1. Stilbene compounds separated from Lhasa rhubarb are characterized in that the structural formula of the stilbene compounds is shown as a formula I or a formula II:

2. a method for separating the stilbene compound of claim 1 from Rheum lhasaense, which comprises:

(1) Pulverizing Rheum palmatum L, extracting with 40-98% ethanol, and concentrating under reduced pressure to obtain extract; (2) Extracting the extract to obtain chloroform fraction, ethyl acetate fraction, n-butanol fraction and water fraction; (3) Loading an ethyl acetate part sample into an MCI filler chromatographic column, and leaching with 30%, 50%, 70% and 100% ethanol solvents respectively; wherein the compound of formula I and the compound of formula II are separated from the fraction eluted by 50% ethanol.

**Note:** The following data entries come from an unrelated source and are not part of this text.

Issue #123, opened 2026-01-09
feature: cycle through sessions


nkabbara:
### Did you check the docs?

- [x] I have read all the docs

### Is your feature request related to a problem? Please describe.

Hello. I can currently list sessions using `require("opencode").command("session.list")`, but I don't have a way to cycle through them.

### Describe the solution you'd like

It would be great if one could get a UI in their current buffer to select a session.

### Describe alternatives you've considered

Currently, I'm having to switch windows, select the session I want, then switch back.

nickjvandyke:
I don't think `opencode` exposes a "select session" endpoint unfortunately, so this would depend on them first. Even then, I try to minimize re-implementing TUI features for simplicity, both in code and UX.

nkabbara:
Thanks for the plugin @NickvanDyke. It's super useful.

I'll try and implement a local workaround in the meantime.

nickjvandyke:
Let us know what you come up with!

nickjvandyke:
Ope it turns out `opencode` does expose a "select session" event! https://github.com/anomalyco/opencode/blob/dev/packages/opencode/src/cli/cmd/tui/event.ts

And then you could fetch all of them from [`/sessions`](https://opencode.ai/docs/server/#sessions), to display in `vim.ui.select`.

If you get something working, feel free to open a PR!

nkabbara:
I did a PoC and it works great. Would we want to make something like this as part of `opencode.ui.select` or keep it separate?

I'm leaning towards putting it in its own `vim.ui.select` because we will probably keep adding features to session related tasks like rename, delete, etc...

![Image](https://github.com/user-attachments/assets/f63d9751-0a66-4290-b2c9-de9fc3dc6a4d)

nickjvandyke:
Ooo nice!

That's a good question. I initially designed `opencode.ui.select` to allow mix-and-matching of sections. So the default behavior shows everything, for ease-of-use/setup. But users can configure the keymap to only show a single section, to get the same behavior as though the section were its own `vim.ui.select`. So, thoughts on adding it as a new section? It will probably need a better abstraction as it grows, which I can look into.

PR #139, opened 2026-01-19
feat(sessions): select session

nkabbara:
Re: #123. One way to check this out is to open the main select dialogue and pick the select session command.

### DIFF
--- a/lua/opencode/ui/select_session.lua
+++ b/lua/opencode/ui/select_session.lua
@@ -1,5 +1,15 @@
 local M = {}
 
+local function ellipsize(s, max_len)
+  if vim.fn.strdisplaywidth(s) <= max_len then
+    return s
+  end
+  local truncated = vim.fn.strcharpart(s, 0, max_len - 3)
+  truncated = truncated:gsub("%s+%S*$", "")
+
+  return truncated .. "..."
+end
+
 function M.select_session()
   require("opencode.cli.server")
     .get_port()
@@ -21,7 +31,7 @@ function M.select_session()
         format_item = function(item)
           local title_length = 60
           local updated = os.date("%b %d, %Y %H:%M:%S", item.time.updated / 1000)
-          local title = M.ellipsize(item.title, title_length)
+          local title = ellipsize(item.title, title_length)
           return ("%s%s%s"):format(title, string.rep(" ", title_length - #title), updated)
         end,
       }, function(choice)
@@ -33,16 +43,6 @@ function M.select_session()
     :catch(function(err)
       vim.notify(err, vim.log.levels.ERROR)
     end)
-end
-
-function M.ellipsize(s, max_len)
-  if vim.fn.strdisplaywidth(s) <= max_len then
-    return s
-  end
-  local truncated = vim.fn.strcharpart(s, 0, max_len - 3)
-  truncated = truncated:gsub("%s+%S*$", "")
-
-  return truncated .. "..."
 end
 
 return M


nkabbara:
Hey @NickvanDyke!

What do you think about this? Any suggestions?

nickjvandyke:
Sorry just been busy! LGTM, thanks for slotting it in so nicely to the surrounding code + patterns!

I'm generally trying to avoid re-implementing TUI features to keep the plugin simple and reliable for both me and users. I'll accept this because the implementation is good and simple, and hopefully `opencode` doesn't make many breaking changes to this. But if you plan to add more TUI session features, it may be worth discussing first 🙂

nkabbara:
> Sorry just been busy! LGTM, thanks for slotting it in so nicely to the surrounding code + patterns!
> 
> I'm generally trying to avoid re-implementing TUI features to keep the plugin simple and reliable for both me and users. I'll accept this because the implementation is good and simple, and hopefully `opencode` doesn't make many breaking changes to this. But if you plan to add more TUI session features, it may be worth discussing first 🙂

Thanks for the kind words, appreciate it.

Makes sense. Do you have a roadmap on where you see this going as far as how it will interact with opencode?  The tui keeps adding ui features which will make the plugin harder to use if we don't implement them somehow. For example it's now starting to ask clarifying questions 😅 .

Screenshot 2026-01-24 at 13 59 48

nickjvandyke:
The plugin's first priority is enabling functionality that's not possible in the TUI. Supplementing your editor workflow with AI, rather than replace it. Like injecting editor context. Neovim implementations of TUI features are nice, but it's impossible for me to keep up with `opencode`'s pace. As your example demonstrates. They're a paid team, and I'm a single unpaid maintainer 😅 

Maintenance aside, I also want to keep things simple for users. Sometimes less is more. Maybe this is just me, but I found it overwhelming to try so many new AI tools. They all have their own way to do things. With `opencode.nvim`, I wanted it to be like "use `opencode` how you already know, _plus_ these useful new things." Not confuse users with a second way to do something they already know how to do in `opencode`.

Obviously there are exceptions. Like `opencode.nvim` can call `opencode` commands. But the complexity there is relatively low for the convenience and integration it enables. That tradeoff between complexity and power is the main thing I consider for "duplicative" features. While I appreciate any and all effort, I can't accept every contribution or suggestion because it would both dilute the plugin's purpose and overwhelm me, harming the quality of the plugin's core features.

This is my experience in open source thus far, at least 🙂 I would love to create the best editor experience possible (in Neovim and others), but it's only realistic as a paid member of the `opencode` team or something.

nkabbara:
> This is my experience in open source thus far, at least 🙂 I would love to create the best editor experience possible (in Neovim and others), but it's only realistic as a paid member of the opencode team or something.

Yeah, totally makes sense. How's your current workflow when something like the above happens? Do you ctrl-w to the opencode split and make the selection then go back to editing?

nickjvandyke:
> How's your current workflow when something like the above happens? Do you ctrl-w to the opencode split and make the selection then go back to editing?

I don't think I'm on the `opencode` version with that feature yet haha, but yes, generally switching to the `opencode` window and using their UI is the default "solution." I hoped the permission dialog would be a good general-purpose solution to such blocking events, but it seems they have sidestepped or enhanced that model.

nkabbara:
> > How's your current workflow when something like the above happens? Do you ctrl-w to the opencode split and make the selection then go back to editing?
> 
> I don't think I'm on the `opencode` version with that feature yet haha, but yes, generally switching to the `opencode` window and using their UI is the default "solution." I hoped the permission dialog would be a good general-purpose solution to such blocking events, but it seems they have sidestepped or enhanced that model.

I'm also curious about the opencode devs' workflow since they use vim.

nickjvandyke:
Interesting, I didn't know that! While they've nicely supported the APIs this plugin needs, they haven't interacted with it much otherwise. So I guess they prefer to use `opencode` in isolation? I suppose that gives a more accurate dogfooding perspective too.

nickjvandyke:
Code looks and functions well! Tyvm for the discussion and iteration 🙂 ❤️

3. The method of claim 2, wherein the ethanol in step (1) is 95% ethanol.

4. The method of claim 2, wherein in step (3) 4-5 column volumes are eluted per solvent.

5. Use of a stilbene compound as defined in claim 1 in the preparation of acetylcholinesterase inhibitors.

6. Use of the stilbene compound of claim 1 in the preparation of a medicament for the treatment of neurodegenerative diseases.

7. A pharmaceutical composition for treating neurodegenerative diseases, which comprises a prophylactically or therapeutically effective amount of the stilbene compound or pharmaceutically acceptable salt thereof according to claim 1 in combination with a pharmaceutically acceptable carrier; the neurodegenerative disease comprises Alzheimer disease, parkinson disease or Huntington disease.